MR and CT images of the cervical region. A–C) On day 3, cervical MRI reveals a longitudinal signal change, appearing as hypointensity on T1-weighted imaging (A) and hyperintensity on short tau inversion recovery (STIR) (B), in the soft tissue of the prevertebral space anterior to C2–C4 (arrowheads). No calcification was observed in the tendon of the LCM anterior to C1–C2 on 3-dimensional CT (C). D–F) T2-weighted images on day 10 (D) and day 16 (E), and fat-saturated T2-weighted image on day 26 (F) reveal hyperintense signals in both LCMs (arrows), soft tissue (arrowheads) and vertebral bodies of C5 and C6, along with bone destruction, and narrowing of the C5/C6 intervertebral disc (open arrows).

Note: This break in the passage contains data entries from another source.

PR #1444, opened 2021-05-13
Implement sensible defaults for Paginator

### LINKED ISSUE #1443: Simple pager crashes on large datasets
#### Sonata packages

<p>

```

sonata-project/admin-bundle              3.99.0 3.99.0 The missing Symfony Admin Generator
sonata-project/block-bundle              4.5.3  4.5.3  Symfony SonataBlockBundle
sonata-project/cache                     2.1.1  2.1.1  Cache library
sonata-project/doctrine-extensions       1.12.0 1.12.0 Doctrine2 behavioral extensions
sonata-project/doctrine-orm-admin-bundle 3.31.0 3.34.0 Integrate Doctrine ORM into the SonataAdminBundle
sonata-project/exporter                  2.6.2  2.6.2  Lightweight Exporter library
sonata-project/form-extensions           1.9.0  1.9.0  Symfony form extensions
sonata-project/twig-extensions           1.5.1  1.5.1  Sonata twig extensions
vagrant@ubuntu2004:~/apps/api-paztir$
sonata-project/block-bundle              4.5.3  4.5.3  Symfony SonataBlockBundle
sonata-project/cache                     2.1.1  2.1.1  Cache library
sonata-project/doctrine-extensions       1.12.0 1.12.0 Doctrine2 behavioral extensions
sonata-project/doctrine-orm-admin-bundle 3.31.0 3.34.0 Integrate Doctrine ORM into the SonataAdminBundle
sonata-project/exporter                  2.6.2  2.6.2  Lightweight Exporter library
sonata-project/form-extensions           1.9.0  1.9.0  Symfony form extensions
sonata-project/twig-extensions           1.5.1  1.5.1  Sonata twig extensions

```

</p>
</details>

#### Symfony packages

<p>

```
symfony/contracts                v1.1.10 v2.4.0  A set of abstractions extracted out of the Symfony components
symfony/deprecation-contracts    v2.4.0  v2.4.0  A generic function and convention to trigger deprecation notices
symfony/monolog-bundle           v3.7.0  v3.7.0  Symfony MonologBundle
symfony/phpunit-bridge           v5.2.7  v5.2.7  Provides utilities for PHPUnit, especially user deprecation notices management
symfony/polyfill-ctype           v1.22.1 v1.22.1 Symfony polyfill for ctype functions
symfony/polyfill-intl-grapheme   v1.22.1 v1.22.1 Symfony polyfill for intl's grapheme_* functions
symfony/polyfill-intl-icu        v1.22.1 v1.22.1 Symfony polyfill for intl's ICU-related data and classes
symfony/polyfill-intl-idn        v1.22.1 v1.22.1 Symfony polyfill for intl's idn_to_ascii and idn_to_utf8 functions
symfony/polyfill-intl-normalizer v1.22.1 v1.22.1 Symfony polyfill for intl's Normalizer class and related functions
symfony/polyfill-mbstring        v1.22.1 v1.22.1 Symfony polyfill for the Mbstring extension
symfony/polyfill-php72           v1.22.1 v1.22.1 Symfony polyfill backporting some PHP 7.2+ features to lower PHP versions
symfony/polyfill-php73           v1.22.1 v1.22.1 Symfony polyfill backporting some PHP 7.3+ features to lower PHP versions
symfony/polyfill-php80           v1.22.1 v1.22.1 Symfony polyfill backporting some PHP 8.0+ features to lower PHP versions
symfony/psr-http-message-bridge  v2.1.0  v2.1.0  PSR HTTP message bridge
symfony/security-acl             v3.1.2  v3.1.2  Symfony Security Component - ACL (Access Control List)
symfony/string                   v5.2.6  v5.2.6  Provides an object-oriented API to strings and deals with bytes, UTF-8 code points a...
symfony/symfony                  v4.4.22 v5.2.7  The Symfony PHP framework

```

</p>
</details>

#### PHP version

```
$ php -v
PHP 7.4.18 (cli) (built: May  3 2021 11:27:06) ( NTS )
Copyright (c) The PHP Group
Zend Engine v3.4.0, Copyright (c) Zend Technologies
    with Zend OPcache v7.4.18, Copyright (c), by Zend Technologies

```

## Minimal repository with the bug
3.34

## Expected results
should take less than 3 ms

                                                         QUERY PLAN
----------------------------------------------------------------------------------------------------------------------------
 Limit  (cost=0.44..198.90 rows=251 width=1602)
   ->  Group  (cost=0.44..13921690.63 rows=17606664 width=1602)
         Group Key: id
         ->  Index Scan Backward using lock_message_pkey on log c0_  (cost=0.44..13877673.97 rows=17606664 width=1602)

## Actual results

takes 100seconds
                                                       QUERY PLAN
-------------------------------------------------------------------------------------------------------------------------
 Limit  (cost=9115117.69..9115119.57 rows=251 width=16)
   ->  Unique  (cost=9115117.69..9247167.67 rows=17606664 width=16)
         ->  Sort  (cost=9115117.69..9159134.35 rows=17606664 width=16)
               Sort Key: (min(dctrn_result.sclr_21)), dctrn_result.id_0
               ->  GroupAggregate  (cost=6511832.11..6819948.73 rows=17606664 width=16)
                     Group Key: dctrn_result.id_0
                     ->  Sort  (cost=6511832.11..6555848.77 rows=17606664 width=16)
                           Sort Key: dctrn_result.id_0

On day 10, T2-weighted imaging revealed hyperintensity of both LCMs, higher intensity on MRI in the left muscle than in the right. Edematous regions of soft tissue and fluid collection gradually improved, and neck pain also resolved. On day 16, however, MRI showed narrowing of the C5/C6 intervertebral disc, and signal hyperintensity and destruction of the C5 and C6 vertebral bodies was evident (Figs. 1D–F). These findings indicated pyogenic spondylitis (discitis-osteomyelitis) of C5 and C6. From day 16, 750 mg/day of ampicillin/clavulanate was orally administered for 10 days. Furthermore, oral administration of cefalexin at 2 g/day was continued for 2 months. Although these vertebral changes were still recognizable on MRI after 1 year, the patient did not show any neurological manifestations and no recurrence of spondylitis was apparent.

Discussion

Acute calcific tendinitis of LCM is a clinical entity that has been demonstrated to be secondary to calcium hydroxyapatite deposition in the tendon [3]. The proposed pathophysiology is rupture of calcific hydroxyapatite crystals, provoking an aseptic inflammatory response in the surrounding LCM and leading to formation of reactive fluid in the prevertebral space [4]. As this disorder is caused by a benign inflammatory process, treatment usually involves a few weeks of nonsteroidal anti-inflammatory drugs. In the present case, however, inflammation of LCM without tendinitis was induced from a pyogenic process in the prevertebral space associated with discitis-osteomyelitis of the cervical vertebrae. Intensive antimicrobial therapy was thus necessitated. With early-stage discitis-osteomyelitis, radiological changes (including on MRI) to the vertebral body or intervertebral space might be subtle, and treatment could thus be delayed in some cases. Neurological complications have frequently been reported, especially cervical discitis-osteomyelitis [5,6]. We propose that MRI signal changes, as STIR or T2-weighted hyperintensity, of the LCM without calcification of the tendon could represent a potentially important sign suggestive of pyogenic inflammation in cervical spinal infections, including cervical discitis-osteomyelitis. Ledbetter et al. recently reported that psoas T2 hyperintensity, as the imaging psoas sign, correlates closely with discitis-osteomyelitis [7]. LCM hyperintensity without tendon calcification in the cervical region might have diagnostic value similar to psoas T2 hyperintensity in the lumbar region.